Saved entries
PR #197, opened 2019-04-01
Restructure build to create trtserver shared library and main executable

deadeyegoodwin:
In preparation for an in-process API.

Decouple autofill backend from core autofill, avoid circular build dependency

Move GRPC/HTTP service code out of core


deadeyegoodwin:
@GuanLuo Sorry for the huge PR... it is mostly just to get TF and TFS untangled enough so we can build a library and link against it while allowing the main program to include the headers without bazel pulling all of TF into the main executable.

src/servables/tensorrt/BUILD
```diff
@@ -102,10 +104,9 @@ cc_library(
         ":plan_bundle",
         ":plan_bundle_proto",
         "//src/core:constants",
-        "//src/core:logging",
         "//src/core:model_config",
```
GuanLuo: Since `//src/core:server_header` contains `model_config.h`, can we also remove this?

deadeyegoodwin: Yes, we probably could. I likely have some redundant dependencies here and there in BUILD files. Feel free to clean them up if you come across them in an are you are working on.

* **Instructions to follow**
Pick out all lines from the data above in which the word "core" appears.

* **Task result**
Decouple autofill backend from core autofill, avoid circular build dependency
Move GRPC/HTTP service code out of core
         "//src/core:constants",
-        "//src/core:logging",
         "//src/core:model_config",
GuanLuo: Since `//src/core:server_header` contains `model_config.h`, can we also remove this?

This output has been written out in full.